The playhouse received national attention in 2012 for its staging of a new Duncan Sheik musical, “The Nightingale,” in which Chinese characters were cast with predominantly non-Asian actors.

Christopher Ashley, the playhouse’s artistic director, said in an emailed statement that the company supports “the spirit of the proposal” and agrees with the “urgent need for action on the issues it addresses.”

At the Valley Performing Arts Center, which presents theater and other live shows at Cal State Northridge, staff members are technically employees of the California State University system.

Some L.A. theater leaders are uncertain whether more diverse companies will necessarily translate to a bigger, broader audience.

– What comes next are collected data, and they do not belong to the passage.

PR #170, opened 2023-11-08
feat: add variantPartClasses to _variants

felicia-haggqvist:
Add `variantPartClasses` to _variants

**Note:** This is part of implementing changes to the expandable-component in the elements-repo in order to be able to style the svg from a warp-icon that is inside a shadow-DOM using the [CSS pseudo-element part](https://developer.mozilla.org/en-US/docs/Web/CSS/::part) that is also supported by unoCSS.

### DIFF
--- a/src/_variants/index.js
+++ b/src/_variants/index.js
@@ -5,6 +5,7 @@ import {
   variantTaggedPseudoClasses,
   variantPseudoClassFunctions,
   variantPseudoClassesAndElements,
+  variantPartClasses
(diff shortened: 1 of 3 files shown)


BalbinaK (approved):
Would be great if you could add a test case to `/test/variants.js` just to make sure the generated CSS is as expected when we e.g. update @unocss/preset-mini dependency in the future. That also can help us understand what the given change means in practice :)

“I don’t think just because your staff is diverse will ensure a diverse and larger audience,” said Terence McFarland, who heads the L.A. Stage Alliance. “That said, I think that this being L.A., we want the stories of L.A. to be told on our stages, and the more reflective we are of the stories of the day, the stronger the community.”

Among theater companies that have voiced support for the diversity plan are the Pasadena Playhouse and A Noise Within, also in Pasadena.

“Diversity has been part of my entire 17-year tenure here for both on and off stage,” said Sheldon Epps, artistic director of the Pasadena Playhouse, by email.

Leaders at Center Theatre Group, L.A.’s biggest theater company, have reviewed the plan but have made no formal announcements.

“The proposal is on the table, but there has been no decision yet,” said Michael Ritchie, the company’s artistic director. He said CTG has created its own internal diversity task force that involves staff members at various levels.

“We’re trying to find the best way to be diverse,” he said.

Wren Brown, who heads L.A.’s Ebony Repertory Theatre, said the company’s primary consideration when hiring is merit.

“I would never want to function in exclusion,” said Brown, whose company’s mission is rooted in “the unique African American journey to freedom.”

“If you encounter a meritorious person who is female, younger, etc., that consideration should first be based on merit, then inclusion. Everybody wins in that scenario.”

East-West said its next step is to start conversations among theater companies and to build local support for the plan. The company said it also hopes to broaden the plan nationally, but it didn’t provide a timetable.